Full disclosure: I don’t know Bassi-Kellett particularly well — we briefly lived on the same street and are well acquainted enough to exchange friendly chat in the grocery check-out line.

Like many Yellowknifers, I learned more about Bassi-Kellett in the summer of 2014, when she was mysteriously, summarily dismissed from her position as deputy minister of Human Resources for the GNWT. The public backlash around the incident — as EDGE reported at the time, Bassi-Kellett was dismissed because she refused to bow to political pressure from a minister to hire his preferred candidate — made a couple of things clear: Bassi-Kellett was well-respected (the premier had issued a glowing performance review a few weeks before her dismissal), and she had backbone.

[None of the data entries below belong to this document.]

PR #459, opened 2026-04-17
[Telemetry] Changes to detect if an agent is using winapp

Jaylyn-Barbee:
## Description
Adds two new telemetry fields to every event to distinguish whether a CLI invocation comes from an AI coding agent, CI, or a human:
- **SenderOrigin**: "agent", "ci", or "direct"
- **AgentName**: normalized agent name when detected (e.g., "copilot", "claude-code", "cursor"), null otherwise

This January, I met with the former bureaucrat-turned-consultant in a downtown cafe for a chat about her upcoming position. Informed in part by that conversation, and by other conversations with people who know her and have worked with her, here are a few reasons Bassi-Kellett’s appointment as SAO is a sign of hope:

1) She’s a longtime resident and volunteer (festivals, pet therapy for seniors, advocate for the homeless), who knows the place from top to bottom, at its worst and its best. Her first job here, after she arrived from Ontario in the mid-’80s, was waitressing at the Gold Range.

As a result of her years here, she tells me: “I love this city. I’ve raised a family here. I’ve gone through a very public shaming when I was fired from the government. But a lot of people stood up for me. I’ve gone through an incredible loss of having a child that my husband and I raised who died recently. That was really traumatic, and the support from this city has been amazing… So I love this city. This is more than a job for me.”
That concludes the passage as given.